Using hardware performance footprints of HPC benchmarks for job embedding
- Job Embedding mithilfe von Hardware Performance Charakteristika verschiedener HPC Benchmarks
Eckhardt, Jonas; Müller, Matthias S. (Thesis advisor); Schulz, Martin (Thesis advisor); Schürhoff, Daniel (Consultant)
Aachen : RWTH Aachen University (2023)
Master Thesis
Masterarbeit, RWTH Aachen University, 2022
Abstract
While hardware performance counters are already collected in modern high performance computing systems, they are currently only evaluated manually and by experts in a mostly time consuming process. Automatic evaluation of performance counters gives the opportunity to speed up this process and allows for new applications like job classification, automatic user feedback, system health monitoring, automatic job tagging and many more. The automatic evaluation is hampered by the lack of labelled data and hard to define classification rules. In addition the automatic evaluation is limited by the high temporal dimensionality, even with a low resolution, as well as high dimensionality caused by the number of cores, nodes and collected hardware performance counters.
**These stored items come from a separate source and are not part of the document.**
PR #24791, opened 2023-11-04
[modular] you can place torches on walls

jjpark-kb:
## About The Pull Request
title-- allows you to place torches on walls

some maps have torches on walls-- and if you ever for some reason took a torch, good luck placing it back!

## Proof of Testing

<details>
  
image

</details>

## Changelog

:cl:
add: you can place torches on walls (closed turfs) now
/:cl:

### DIFF
--- a/modular_skyrat/modules/ashwalkers/code/turfs/closed_turfs.dm
+++ b/modular_skyrat/modules/ashwalkers/code/turfs/closed_turfs.dm
@@ -6,15 +6,15 @@
 
 // Try to place a torch on the wall such that we can only see it from one side
 /turf/closed/proc/place_torch(obj/item/flashlight/flare/torch/torch_to_place, mob/user, params)
-	if(user.dropItemToGround(torch_to_place, silent = FALSE))
+	if(user.transferItemToLoc(torch_to_place, user.drop_location(), silent = FALSE))
 		var/found_adjacent_turf = get_open_turf_in_dir(src, get_dir(src, user.loc))
 		var/list/modifiers = params2list(params)
 
 		// Center the icon where the user clicked.
 		if(LAZYACCESS(modifiers, ICON_X) && LAZYACCESS(modifiers, ICON_Y))
 			//Clamp it so that the icon never moves more than 16 pixels in either direction (thus leaving the wall turf)
-			torch_to_place.pixel_x = clamp(text2num(LAZYACCESS(modifiers, ICON_X)) - 16, -(world.icon_size/4), world.icon_size/4)
-			torch_to_place.pixel_y = clamp(text2num(LAZYACCESS(modifiers, ICON_Y)) - 16, -(world.icon_size/4), world.icon_size/4)
+			torch_to_place.pixel_x = clamp(text2num(LAZYACCESS(modifiers, ICON_X)) - 16, -(world.icon_size/3), world.icon_size/3)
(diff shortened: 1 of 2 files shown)


modular_skyrat/modules/ashwalkers/code/turfs/closed_turfs.dm
```diff
@@ -0,0 +1,7 @@
+/turf/closed/attackby(obj/item/attacking_item, mob/user, params)
+	if(istype(attacking_item, /obj/item/flashlight/flare/torch))
+		user.dropItemToGround(attacking_item)
+		attacking_item.forceMove(src)
+		return
```
vinylspiders:
```suggestion
		return place_torch(attacking_item, user, params)

	return ..()

// Try to place a torch on the wall such that we can only see it from one side
/turf/closed/proc/place_torch(obj/item/flashlight/flare/torch/torch_to_place, mob/user, params)
	if(user.dropItemToGround(torch_to_place, silent = FALSE))
		var/found_adjacent_turf = get_open_turf_in_dir(src, get_dir(src, user.loc))
		var/list/modifiers = params2list(params)

		// Center the icon where the user clicked.
		if(LAZYACCESS(modifiers, ICON_X) && LAZYACCESS(modifiers, ICON_Y))
			//Clamp it so that the icon never moves more than 16 pixels in either direction (thus leaving the wall turf)
			torch_to_place.pixel_x = clamp(text2num(LAZYACCESS(modifiers, ICON_X)) - 16, -(world.icon_size/4), world.icon_size/4)
			torch_to_place.pixel_y = clamp(text2num(LAZYACCESS(modifiers, ICON_Y)) - 16, -(world.icon_size/4), world.icon_size/4)

		// Try to put the torch in the adjacent turf relative to the user. This way it's not visible from the other side of the wall
		if(found_adjacent_turf)
			torch_to_place.forceMove(found_adjacent_turf)
		else
			torch_to_place.forceMove(src) // no open turfs for some reason
			return TRUE

		// The item itself is in the adjacent turf, so we need to shift the icon one tile over to put it in the wall
		switch(get_dir(found_adjacent_turf, src))
			if(NORTH)
				torch_to_place.pixel_y += world.icon_size
			if(SOUTH)
				torch_to_place.pixel_y -= world.icon_size
			if(EAST)
				torch_to_place.pixel_x += world.icon_size
			if(NORTHEAST)
				torch_to_place.pixel_y += world.icon_size
				torch_to_place.pixel_x += world.icon_size
			if(SOUTHEAST)
				torch_to_place.pixel_y -= world.icon_size
				torch_to_place.pixel_x += world.icon_size
			if(WEST)
				torch_to_place.pixel_x -= world.icon_size
			if(NORTHWEST)
				torch_to_place.pixel_y += world.icon_size
				torch_to_place.pixel_x -= world.icon_size
			if(SOUTHWEST)
				torch_to_place.pixel_y -= world.icon_size
				torch_to_place.pixel_x -= world.icon_size
		return TRUE
```
Changes here:

1) Sets the torch's loc to that adjacent tile so it doesn't show up from the other side. I don't think there's any other way to do this.
2) Torch goes where the cursor is like placing stuff on tables. You could get rid of this part if you'd prefer it to always be centered (though you'd have to temporarily set `item_flags` to `NO_PIXEL_RANDOM_DROP` before calling `dropItemtoGround()` as well if you go that route).

vinylspiders (changes requested):

vinylspiders (approved):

Therefore, in this work, labelled data is collected and different statistical dimensionality reduction methods as well as autoencoder, principal component analysis and feature agglomeration are applied. The quality is evaluated based on the results of a supervised learning task, leading to a justified best reduction of the collected data. The goal of the task is to predict which, of a given sets of benchmarks, was run based on the measured hardware performance indicators, using neural networks, naive bayes classifier, decision trees and support vector machines. The quality is compared, based on quality metrics of the task, resulting in the reasoned best dimensionality reduction. Since the dimensionality reduction is dependent on the underlying architecture, a framework to recalculate the best reduction for future architectures and other tasks is presented. The presented embedding reduces the dimensionality with statistical methods and feature agglomeration down to a dimension of 20, while still being capable of predicting the executed workload with a precision, accuracy and recall of above 99\%. A precision of above 90\% can be achieved with an embedding into five dimensional space. In addition the results prove that the thereby chosen embedding improves unsupervised k-Means clustering quality by a factor of seven to twelfth.